In the case described here, the clinical and pathological features led to a diagnosis of FSGS coexistent with aplastic anemia. In this case of both FSGS and aplastic anemia, each disorder is occasionally associated with autoimmune disease, such as SLE or rheumatoid arthritis (10). Also, although a renal biopsy was not performed, a case was reported by Park et al. that aplastic anemia and nephrotic syndrome was simultaneously diagnosed in SLE (13). In our opinion, this case is suggested that direct immune mechanism, i.e., involving cytotoxic T cells and cytokines, influences both diseases and there was no trigger factor, such as drug and chemical exposure or viral infection.

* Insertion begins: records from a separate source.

PR #12486, opened 2026-09-02
feat(runtime): add reasoning replay feature flag

jacobsparts:
## Summary

Adds a default-enabled runtime feature flag for Reasoning Replay.

When `REASONING_REPLAY_ENABLED` is disabled, the shared cache service skips reasoning writes and lookups. Provider/model detection and protocol shaping remain unchanged.

## Scope

- Register `REASONING_REPLAY_ENABLED` under Runtime settings
- Gate the shared cache write and lookup functions
- Add one focused disabled-state test
- Add the description key to all 43 locale catalogs
- Add a changelog fragment

The default remains enabled, so existing behavior is unchanged.

## Validation

- Feature-flag tests: **54/54**
- Reasoning Replay tests: **62/62**
- Core typecheck
- Touched-file ESLint
- UI locale-key coverage
- Prettier
- JSON validation for all locale catalogs
- `git diff --check`


diegosouzapw:
Clean, well-scoped feature flag addition — defaulting to `"true"` keeps current behavior
unchanged, the gate placement in `cacheReasoningByKey()`/`lookupReasoning()` is correct, and the
i18n coverage is thorough. CI shows the flag conflicts with the base (likely from recent locale
merges) — could you rebase onto the current `release/v3.8.51` tip? Also flagging for the
maintainer: there are two other open PRs touching reasoning replay (#13031, #12688) that should
probably be checked against this new flag before all three land.

jacobsparts:
Updated this branch to the current `release/v3.8.51` tip (`83fa4328`); PR head is `9299dde4c` and GitHub reports it mergeable. I also added the newly required feature-flag catalog row/count updates; the focused docs/flag/replay suite passes 77/77 locally, along with core typecheck, ESLint, Prettier, and the new-code complexity check.

The remaining red checks reproduce on the base/current upstream state (API-route baseline drift, docs-count drift, frozen `chat-pipeline.test.ts` size, and unrelated unit failures); the Reasoning Replay and flag-count tests pass. Compatibility check: #12688 merges cleanly; #13031's production changes merge cleanly, with only its generated file-size baseline needing mechanical resolution if it lands first.

PR #12487, opened 2026-09-02
feat(settings): persist headroomUrl for the Headroom proxy

### LINKED ISSUE #12306: feat(backend): configurable Headroom server URL for compression
### Problem / Use Case

I am trying to use a Headroom server hosted at a different location or custom URL, but currently, OmniRoute only allows using its own default URL for compressions without any option to modify it. This limits flexibility for users who manage their own Headroom infrastructure.

### Proposed Solution

Add a feature that allows users to manually edit and customize the input URL for compressions. If a user deploys a custom Headroom server elsewhere, they should be able to input their specific server URL instead of being forced to use the default OmniRoute configuration.

### Alternatives Considered

_No response_

### Acceptance Criteria

- [ ] Users can find an input field in the settings/configuration to enter a custom Headroom server URL.
- [ ] If the field is left blank, the system automatically falls back to the default OmniRoute URL.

The treatment of FSGS and aplastic anemia are controversial issues, mostly immunosuppressive therapies and conservative treatments have been used (3, 8, 14). Response to immunosuppressive therapy would suggest a causative or perpetuating role for autoimmunity in the development of these diseases. In aplastic anemia, treatment with immune suppression (cyclosporine A±anti-lymphocyte globulin) and BM transplantation has improved the response rates and survival of patients (3, 8). In fact, various immunosuppressive agents such as corticosteroid, cyclophosphamide, azathioprine, or cyclosporine A have been used in the treatment of FSGS. However, among them, only cyclosporine A is an effective immunosuppressive drug in aplastic anemia. So, in our case, we decided to use high-dose corticosteroids and cyclosporine A and added ACE inhibitors combined with diet therapy for anti-proteinuric effect. At the present time, she is in the ten month of follow-up and her blood cell count increases near to normal and serum creatinine remains stable with near normal proteinuria.

In summary, we describe a rare report showing an association between FSGS and aplastic anemia. Our observations suggest that immune mechanism including T lymphocytes and cytokines could play a role in the development of FSGS and aplastic anemia.